We had found the Kleenex cause the one that people would love the brand for. Kleenex could become a permissive brand, encouraging and inspiring people to act differently, to cry, shout, scream and laugh when they wanted to.

It could stand up for the free expression of emotion. And be associated with that good feeling, encourage tissue usage, but also change the world for the better.

This brief would usher Kleenex into the century, with a new benefit and a new communications model.

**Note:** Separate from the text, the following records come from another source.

PR #296, opened 2022-03-07
Change `nexus.Field` dim labels to use parent class dims

SimonHeybrock:
Previously accessing a field of a Nexus class used default dim labels such as `['dim_0', 'dim_1']`.

- Infer actual labels from containing Nexus class, where possible.
- Use slicing with labels also for fields. Previously this used plain numpy syntax, despite having (default) field labels, which was inconsistent.

Generally (with exceptions), this ensures that properties such as data or coords of a loaded group:

```python
group[some_index].data
group[some_index].coords[name]
```

are identical to loading the corresponding fields:

```python
group[data][some_index]
group[name][some_index]
```

(modulo restricting `some_index` to only index dims that the field contains).

### DIFF
--- a/src/scippneutron/file_loading/_common.py
+++ b/src/scippneutron/file_loading/_common.py
@@ -162,7 +162,7 @@ def _to_canonical_select(dims: List[str], select: ScippIndex) -> ScippIndex:
     return select
 
 
-def to_plain_index(dims: List[str], select: ScippIndex, ignore_missing: bool = False):
+def to_plain_index(dims: List[str], select: ScippIndex):
     """
     Given a valid "scipp" index 'select', return an equivalent plain numpy-style index.
     """
@@ -171,7 +171,7 @@ def to_plain_index(dims: List[str], select: ScippIndex, ignore_missing: bool = F
         raise ValueError("Cannot process index {select}.")
     index = [slice(None)] * len(dims)
     for key, sel in select.items():
-        if not ignore_missing and key not in dims:
+        if key not in dims:
             raise ValueError(
                 f"'{key}' used for indexing not found in dataset dims {dims}.")
         index[dims.index(key)] = sel
--- a/src/scippneutron/file_loading/_common.py
+++ b/src/scippneutron/file_loading/_common.py
@@ -159,6 +159,8 @@ def _to_canonical_select(dims: List[str], select: ScippIndex) -> ScippIndex:
     elif isinstance(select, int) or isinstance(select, slice):
         check_1d()
         return {dims[0]: select}
+    if not isinstance(select, dict):
+        raise ValueError("Cannot process index {select}.")
     return select
 
 
@@ -167,8 +169,6 @@ def to_plain_index(dims: List[str], select: ScippIndex):
     Given a valid "scipp" index 'select', return an equivalent plain numpy-style index.
     """
     select = _to_canonical_select(dims, select)
-    if not isinstance(select, dict):
-        raise ValueError("Cannot process index {select}.")
     index = [slice(None)] * len(dims)
     for key, sel in select.items():
         if key not in dims:
--- a/src/scippneutron/file_loading/_common.py
+++ b/src/scippneutron/file_loading/_common.py
@@ -156,7 +156,7 @@ def to_plain_index(dims: List[str], select: ScippIndex, ignore_missing: bool = F
     if isinstance(select, tuple):
         check_1d()
         if len(select) != 1:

Release is almost always a social act, a mutual and shared letting down of people's guard. That's why it was imperative to create a genuine dialog with consumers.

That's why JWT asked the creative and media teams to make everything as participatory as possible.

The rallying cry JWT created was simple but visceral: Let it Out. It felt good.

JWT went to the streets, set up a sofa, a sympathetic good listener and a box of Kleenex and filmed what happened.

As JWT had hoped for, all you need for people to let it out is a good listener and a box of Kleenex. They shared countless number of stories in all different kinds of ways: crying, laughing, ranting, and cheering. All these stories became the basis of JWT communications.

The idea was designed to inspire and create conversation in many ways, across many media beyond just TV: Radio (in channels and programs that focus on self-expression such as Oprah 's radio channel).

Interactive print, where a flap revealed the subject letting it out, as well as the Let It Out manifesto.

In theaters, where people were ready for an emotional experience.

Live events where people could let it out to the "good listener: with street teams inviting people to be more expressive, telling them about the health benefits of not bottling up their emotions.

Banner ads that invited viewers to let it out on timely events and seasonally occurring events.

PR that focused on a study on America's attitudes and behaviors with regard to expressing their emotions.

A Web site that invited people to let it out by sharing their stories, images, videos and also contained the Let It Out blog and a number of Webisodes more Let it Out stories from a broad spectrum of people, covering many different emotions.

Total coverage of the Let it Out campaign was 13.3 million impressions (Source: Ketchum PRJ.) It got written about in dozens of blogs and discussed several hundreds times on message boards and other online communities (Source: Nielsen BuzzMetrics). Mentions included Pop Candy on USAToday.com, Redbook blog on iViliage and TheViewFromHer.com

Over 120,000 people went out of their way to watch the ads on YouTube (Source: YouTube), and another 250,000 watched ads and Webisodes on YAHOO! Video.